## Source material
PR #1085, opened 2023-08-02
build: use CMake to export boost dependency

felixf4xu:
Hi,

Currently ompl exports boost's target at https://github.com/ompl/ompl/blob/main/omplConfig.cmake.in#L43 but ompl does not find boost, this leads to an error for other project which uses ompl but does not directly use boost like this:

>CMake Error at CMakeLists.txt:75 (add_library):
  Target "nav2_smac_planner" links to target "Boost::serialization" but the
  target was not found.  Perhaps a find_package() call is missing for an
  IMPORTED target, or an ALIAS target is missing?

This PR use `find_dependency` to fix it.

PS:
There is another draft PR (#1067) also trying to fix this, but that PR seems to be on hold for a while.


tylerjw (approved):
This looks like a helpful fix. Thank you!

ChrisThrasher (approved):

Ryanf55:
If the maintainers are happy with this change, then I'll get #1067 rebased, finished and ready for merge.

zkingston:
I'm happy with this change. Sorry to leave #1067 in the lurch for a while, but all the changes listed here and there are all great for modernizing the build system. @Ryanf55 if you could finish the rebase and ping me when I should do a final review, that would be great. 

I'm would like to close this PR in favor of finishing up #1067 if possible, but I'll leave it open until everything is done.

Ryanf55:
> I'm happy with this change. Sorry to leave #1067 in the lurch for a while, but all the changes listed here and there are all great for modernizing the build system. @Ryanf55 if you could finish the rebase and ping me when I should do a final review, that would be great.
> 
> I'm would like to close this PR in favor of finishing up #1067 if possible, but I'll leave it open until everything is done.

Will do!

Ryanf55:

## Work order
Restate the data verbatim through the "target was not" line.

## Written reply
PR #1085, opened 2023-08-02
build: use CMake to export boost dependency

felixf4xu:
Hi,

Currently ompl exports boost's target at https://github.com/ompl/ompl/blob/main/omplConfig.cmake.in#L43 but ompl does not find boost, this leads to an error for other project which uses ompl but does not directly use boost like this:

>CMake Error at CMakeLists.txt:75 (add_library):
  Target "nav2_smac_planner" links to target "Boost::serialization" but the
  target was not found.  Perhaps a find_package() call is missing for an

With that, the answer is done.